Demand Estimation with Text and Image Data
Giovanni Compiani, Ilya Morozov, Stephan Seiler
TL;DR
This paper develops a demand estimation framework that leverages unstructured text and image data to recover substitution patterns, addressing the common problem of unobserved or hard-to-quantify attributes. By extracting embeddings from images and textual content, reducing dimensionality with PCA, and embedding the components as random-coefficient shifters in a mixed logit model, the approach improves counterfactual predictions of substitution and pricing outcomes. Validations come from a controlled experiment measuring second-choice diversions and a large-scale Amazon category analysis, both showing substantial gains over standard attribute-based methods. The work has practical implications for mergers, pricing, and welfare analysis, and it provides a publicly available DeepLogit toolkit to facilitate adoption across markets and categories.
Abstract
We propose a demand estimation method that leverages unstructured text and image data to infer substitution patterns.
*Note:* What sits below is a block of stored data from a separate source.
Issue #1273, opened 2019-12-19
OpenAPIDeserializer produces message with location ...responses.responses...


brhaible:
The OpenAPIDeserializer is generally good at indicating where an error was encountered. However, in the case below, it produces a message
```
attribute paths.'/myPath'(get).responses.responses.bar is not of type `object`
```
It should instead read
```
attribute paths.'/myPath'(get).responses.bar is not of type `object`
```

How to reproduce:
1. Store this file as input.yaml.

[input.yaml.gz](https://github.com/swagger-api/swagger-parser/files/3985005/input.yaml.gz)

2. Store this file as ParseOpenAPI3File.java.

[ParseOpenAPI3File.java.gz](https://github.com/swagger-api/swagger-parser/files/3985010/ParseOpenAPI3File.java.gz)

Compile it with a classpath that contains
slf4j-api-1.5.8.jar
slf4j-jdk14-1.5.8.jar
jackson-core-2.9.9.jar
jackson-dataformat-yaml-2.9.9.jar
jackson-databind-2.9.9.jar
jackson-annotations-2.9.9.jar
commons-io-1.4.jar
commons-lang3-3.1.jar
swagger-models-2.0.8.jar
swagger-parser-v3-2.0.12.jar
swagger-core-2.0.8.jar
swagger-parser-core-2.0.12.jar
snakeyaml.jar

3. Run it with one argument, namely the absolute file name from step 1.

brhaible:
The following patch fixes it:

[issue1273-fix.diff.gz](https://github.com/swagger-api/swagger-parser/files/3985030/issue1273-fix.diff.gz)

gracekarina:
closed by #1294

PR #1294, opened 2020-01-08
Fix duplicate '.responses' in location string.

brhaible:
Issue: https://github.com/swagger-api/swagger-parser/issues/1273


gracekarina:
thanks! @brhaible

Issue #1274, opened 2019-12-19
OpenAPIDeserializer produces message with location that omits the mediaType


brhaible:
The OpenAPIDeserializer is generally good at indicating where an error was encountered. However, in the case below, it produces a message
```
attribute paths.'/myPath'(get).responses.200.content.bar is unexpected
```
It should instead read
```
attribute paths.'/myPath'(get).responses.200.content.'application/json'.bar is unexpected
```

How to reproduce:

1. Store this file as input.yaml.

[input.yaml.gz](https://github.com/swagger-api/swagger-parser/files/3985051/input.yaml.gz)

2. Store this file as ParseOpenAPI3File.java.

[ParseOpenAPI3File.java.gz](https://github.com/swagger-api/swagger-parser/files/3985053/ParseOpenAPI3File.java.gz)

Compile it with a classpath that contains
slf4j-api-1.5.8.jar
slf4j-jdk14-1.5.8.jar
jackson-core-2.9.9.jar
jackson-dataformat-yaml-2.9.9.jar
jackson-databind-2.9.9.jar
jackson-annotations-2.9.9.jar
commons-io-1.4.jar
commons-lang3-3.1.jar
swagger-models-2.0.8.jar
swagger-parser-v3-2.0.12.jar
swagger-core-2.0.8.jar
swagger-parser-core-2.0.12.jar
snakeyaml.jar

3. Run it with one argument, namely the absolute file name from step 1.

brhaible:
The following patch fixes it:

[issue1274-fix.diff.gz](https://github.com/swagger-api/swagger-parser/files/3985069/issue1274-fix.diff.gz)

webron:
@brhaible Thanks for all your reports recently, we greatly appreciate it. For the ones you have a fix for, would you mind submitting a PR?

brhaible:
_> For the ones you have a fix for, would you mind submitting a PR?_
Done.

webron:
Thanks! Much appreciated.

gracekarina:
closed by #1295

PR #1295, opened 2020-01-08
Inside a content, include the mediaType in the location string.

brhaible:
Issue: https://github.com/swagger-api/swagger-parser/issues/1274


gracekarina:
thanks!! @brhaible

Issue #1305, opened 2020-01-22
security not parsing "none" (branch v1)


wsalembi:
Same as #492 bug already resolved in v3

empty security object is not getting parsed

"security": [
  {},
  {"oauth": […]},
  {"token-1": []},
  {"token-2": []}
]
parsed has only 3 elements

PR #1306, opened 2020-01-22
#1305 fixing parsing of empty securityRequirement

wsalembi:
Because in the v1 library operation.getSecurity() doesn't return a list of SecurityRequirements cfr the top-level security field in the swagger file, I opted for adding an empty Map to the list to represent the none security requirement.

We need swagger-parser to retain the unsecured security requirement on an operation level. Now it is stripped


gracekarina:
thanks @wsalembi

Issue #1249, opened 2019-11-12
Swagger 2 validation allows path params to be non-required


gexclaude:
As the spec states, path params are always required:
https://swagger.io/docs/specification/2-0/describing-parameters/

We encountered, that this validation is not performed in swagger-parser version 1.0.47.

A small example defining a path with two path params - one is required=true and one is required=false. This appears valid when reading with `new SwaggerParser().readWithInfo(content);`

```
{
  "swagger": "2.0",
  "info": {
	"version": "1.0.0",
	"title": "Example API"
  },
  "host": "example.com",
  "basePath": "/",
  "paths": {
	"/api/admin/{account}/users/{user}": {
	  "post": {
		"operationId": "addUser",
		"parameters": [
		  {
			"name": "account",
			"in": "path",
			"required": true,
			"type": "string"
		  },
		  {
			"name": "user",
			"in": "path",
			"required": false,
			"type": "string"
		  }
		],
		"responses": {
		  "200": {
			"description": "OK"
		  },
		}
	  }
	},
  }
}
```

However editor complains, which is correct in my opinion:
![image](https://user-images.githubusercontent.com/416252/68694805-20a42a00-057a-11ea-9f7c-179bdc02c89c.png)

gexclaude:
It may relate to https://github.com/swagger-api/swagger-parser/issues/1111

gexclaude:
It appears that the parser does not perform validation against the JSON schema. Is this intentional?

GORA-SAG:
Hi @gexclaude ,
As you can see the issue has been fixed. The fix will be available in 1.0.50. So, Kindly mark it as closed.

Regards,
Gokul Raj S

gexclaude:
Thank you a lot for your efforts!

PR #1308, opened 2020-01-31
Fix for issue #1249

GORA-SAG:
Swagger 2 validation allows path params to be non-required


GORA-SAG:
Hi @ymohdriz ,
Sure, i will do.

Regards,
GORA

PR #1312, opened 2020-02-07
Fix for issue #1249

GORA-SAG:
Previously we didn't take the reference parameter into account. Now added warning for reference parameter also.


gracekarina:
thanks @GORA-SAG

Using pre-trained deep learning models, we extract embeddings from product images and textual descriptions and incorporate them into a random coefficients logit model. This approach enables researchers to estimate demand even when they lack data on product attributes or when consumers value hard-to-quantify attributes, such as visual design or functional benefits. Using data from a choice experiment, we show that our approach outperforms standard attribute-based models in counterfactual predictions of consumers' second choices. We also apply it across 40 product categories on Amazon and consistently find that text and image data help identify close substitutes within each category.